(TASK INSTRUCTIONS) Output every record below exactly as it appears.

┏━━

PR #2505, opened 2021-05-21
No multiple runners for overnight tests

zarsky-broad:
Multiple runners for the overnight tests were reporting multiple times to slack. Since it doesn't matter if the overnight tests take a bit longer, remove them.


ehanna4 (approved):
Makes sense to me

breilly2 (approved):

PR #2506, opened 2021-05-21
[CA-1365] A11y: Increased the banner header color contrast to get to a 4.5:1

andrewmarcus:
The aXe and ANDI tools both fail to measure the color contrast of the top banner of the Terra UI primary theme, because of the presence of a background image. However, if I disable the image but keep the background color, then they determine that it only has a color contrast of 3.3:1, not the 4.5:1 which is required by accessibility guidelines.

Unfortunately, since the text is already white and can’t be lightened any further, the only way to increase this ratio is to make the background of the banner significantly darker. Since this is present on every page, it does change the look of the page overall in a noticeable way. Darkening the banner also causes the overlaid honeycomb image to pop out significantly more.

Note that this only applies to the primary (green) theme. The Firecloud, Data Biosphere, etc. themes do not have background images in the banner, and also do not have color contrast issues because they use dark text on light backgrounds.

### What does this PR do?

It appears that React merges the `backgroundColor` and `background` properties on the same element automatically. Consequently it is difficult to disable the background image while retaining the color, for the purposes of evaluation. To make this easier, I split them into two separate elements: the parent element has a background color, and next element down has a background image overlay. Now it is trivial to disable the background image in Dev Tools before running the aXe or ANDI analysis.

This PR also make a few additional color contrast modifications: 
* Disabled workspaces on the Workspace List page are now a little darker, and I made them italic so they continue to stand out from active rows
* The Config Overrides block that shows up at the bottom when testing themes is now a bit darker. But normal users will probably never see this anyway

### Before

Screen Shot 2021-05-21 at 11 37 43 AM

### After

Screen Shot 2021-05-21 at 11 36 44 AM


zarsky-broad:
We should check with UX that they don't want to change the glow color for the logo background; also it looks like the left hex background image has shifted left, I think it's not supposed to be behind the menu icon.

andrewmarcus:
> We should check with UX that they don't want to change the glow color for the logo background; also it looks like the left hex background image has shifted left, I think it's not supposed to be behind the menu icon.

Yep! Agree on all counts.

You're right, I did shift the left hex background because it looked really weird when I didn't, now that the contrast is so much greater. But I can certainly put it back if the UX team would prefer that.

Perhaps the UX team can provide me with 2 new honeycomb images, to reduce the texture contrast back closer to what it was?

gpolumbo-broad (approved):

zarsky-broad:
When you sub in the new assets, remember to run the yarn optimize svgs script, please and thank you!

src/pages/workspaces/List.js
```diff
@@ -197,7 +197,11 @@ export const WorkspaceList = () => {
             return div({ style: styles.tableCellContainer }, [
               div({ style: styles.tableCellContent }, [
                 h(Link, {
-                  style: { color: canView ? undefined : colors.dark(0.7), fontWeight: 600, fontSize: 16, ...Style.noWrapEllipsis },
+                  style: {
+                    color: canView ? undefined : colors.dark(0.8),
+                    fontStyle: canView ? undefined : 'italic',
+                    fontWeight: 600, fontSize: 16, ...Style.noWrapEllipsis
+                  },
```
dmohs:
```suggestion
                  style: {
                    ...(canView ? {} : { color: colors.dark(0.8), fontStyle: 'italic' }),
                    fontWeight: 600, fontSize: 16, ...Style.noWrapEllipsis
                  },
```

dmohs (approved):
One tiny cleanup suggestion.

andrewmarcus:
Updated screenshot

Screen Shot 2021-06-14 at 9 37 05 AM

andrewmarcus:
> When you sub in the new assets, remember to run the yarn optimize svgs script, please and thank you!

@zarsky-broad Hmm, I just did ran the optimizer script, and it bumped the opacity value from `0.15` back down to `0.1`. Is there a way to preserve that value through the optimizer?

zarsky-broad:
Ugh. @andrewmarcus it's because the optimizer has `-p 1`, rounding decimals to a precision of one place. We could change that, but I'm trying to think of an alternative solution. Is opacity of `0.2` a no-go?

zarsky-broad:
I suppose one alternative would be to have them with no opacity set on them and then apply them with a floating element underneath the real one, and apply opacity there ourselves on the new element? Then we could just conditionally render the element at all.

s-rubenstein (approved):
LGTM

andrewmarcus:
> Ugh. @andrewmarcus it's because the optimizer has `-p 1`, rounding decimals to a precision of one place. We could change that, but I'm trying to think of an alternative solution. Is opacity of `0.2` a no-go?

@zarsky-broad In my opinion 0.1 was too subtle an effect. I'm going to try 0.2 and see how that looks.

andrewmarcus:
Here's 20% opacity (0.2)

Screen Shot 2021-06-14 at 10 22 53 PM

┗━━

(EXERCISE RESPONSE)
PR #2505, opened 2021-05-21
No multiple runners for overnight tests

zarsky-broad:
Multiple runners for the overnight tests were reporting multiple times to slack. Since it doesn't matter if the overnight tests take a bit longer, remove them.


ehanna4 (approved):
Makes sense to me

breilly2 (approved):

PR #2506, opened 2021-05-21
[CA-1365] A11y: Increased the banner header color contrast to get to a 4.5:1

andrewmarcus:
The aXe and ANDI tools both fail to measure the color contrast of the top banner of the Terra UI primary theme, because of the presence of a background image. However, if I disable the image but keep the background color, then they determine that it only has a color contrast of 3.3:1, not the 4.5:1 which is required by accessibility guidelines.

Unfortunately, since the text is already white and can’t be lightened any further, the only way to increase this ratio is to make the background of the banner significantly darker. Since this is present on every page, it does change the look of the page overall in a noticeable way. Darkening the banner also causes the overlaid honeycomb image to pop out significantly more.

Note that this only applies to the primary (green) theme. The Firecloud, Data Biosphere, etc. themes do not have background images in the banner, and also do not have color contrast issues because they use dark text on light backgrounds.

### What does this PR do?

It appears that React merges the `backgroundColor` and `background` properties on the same element automatically. Consequently it is difficult to disable the background image while retaining the color, for the purposes of evaluation. To make this easier, I split them into two separate elements: the parent element has a background color, and next element down has a background image overlay. Now it is trivial to disable the background image in Dev Tools before running the aXe or ANDI analysis.

This PR also make a few additional color contrast modifications: 
* Disabled workspaces on the Workspace List page are now a little darker, and I made them italic so they continue to stand out from active rows
* The Config Overrides block that shows up at the bottom when testing themes is now a bit darker. But normal users will probably never see this anyway

### Before

Screen Shot 2021-05-21 at 11 37 43 AM

### After

Screen Shot 2021-05-21 at 11 36 44 AM


zarsky-broad:
We should check with UX that they don't want to change the glow color for the logo background; also it looks like the left hex background image has shifted left, I think it's not supposed to be behind the menu icon.

andrewmarcus:
> We should check with UX that they don't want to change the glow color for the logo background; also it looks like the left hex background image has shifted left, I think it's not supposed to be behind the menu icon.

Yep! Agree on all counts.

You're right, I did shift the left hex background because it looked really weird when I didn't, now that the contrast is so much greater. But I can certainly put it back if the UX team would prefer that.

Perhaps the UX team can provide me with 2 new honeycomb images, to reduce the texture contrast back closer to what it was?

gpolumbo-broad (approved):

zarsky-broad:
When you sub in the new assets, remember to run the yarn optimize svgs script, please and thank you!

src/pages/workspaces/List.js
```diff
@@ -197,7 +197,11 @@ export const WorkspaceList = () => {
             return div({ style: styles.tableCellContainer }, [
               div({ style: styles.tableCellContent }, [
                 h(Link, {
-                  style: { color: canView ? undefined : colors.dark(0.7), fontWeight: 600, fontSize: 16, ...Style.noWrapEllipsis },
+                  style: {
+                    color: canView ? undefined : colors.dark(0.8),
+                    fontStyle: canView ? undefined : 'italic',
+                    fontWeight: 600, fontSize: 16, ...Style.noWrapEllipsis
+                  },
```
dmohs:
```suggestion
                  style: {
                    ...(canView ? {} : { color: colors.dark(0.8), fontStyle: 'italic' }),
                    fontWeight: 600, fontSize: 16, ...Style.noWrapEllipsis
                  },
```

dmohs (approved):
One tiny cleanup suggestion.

andrewmarcus:
Updated screenshot

Screen Shot 2021-06-14 at 9 37 05 AM

andrewmarcus:
> When you sub in the new assets, remember to run the yarn optimize svgs script, please and thank you!

@zarsky-broad Hmm, I just did ran the optimizer script, and it bumped the opacity value from `0.15` back down to `0.1`. Is there a way to preserve that value through the optimizer?

zarsky-broad:
Ugh. @andrewmarcus it's because the optimizer has `-p 1`, rounding decimals to a precision of one place. We could change that, but I'm trying to think of an alternative solution. Is opacity of `0.2` a no-go?

zarsky-broad:
I suppose one alternative would be to have them with no opacity set on them and then apply them with a floating element underneath the real one, and apply opacity there ourselves on the new element? Then we could just conditionally render the element at all.

s-rubenstein (approved):
LGTM

andrewmarcus:
> Ugh. @andrewmarcus it's because the optimizer has `-p 1`, rounding decimals to a precision of one place. We could change that, but I'm trying to think of an alternative solution. Is opacity of `0.2` a no-go?

@zarsky-broad In my opinion 0.1 was too subtle an effect. I'm going to try 0.2 and see how that looks.

andrewmarcus:
Here's 20% opacity (0.2)

Screen Shot 2021-06-14 at 10 22 53 PM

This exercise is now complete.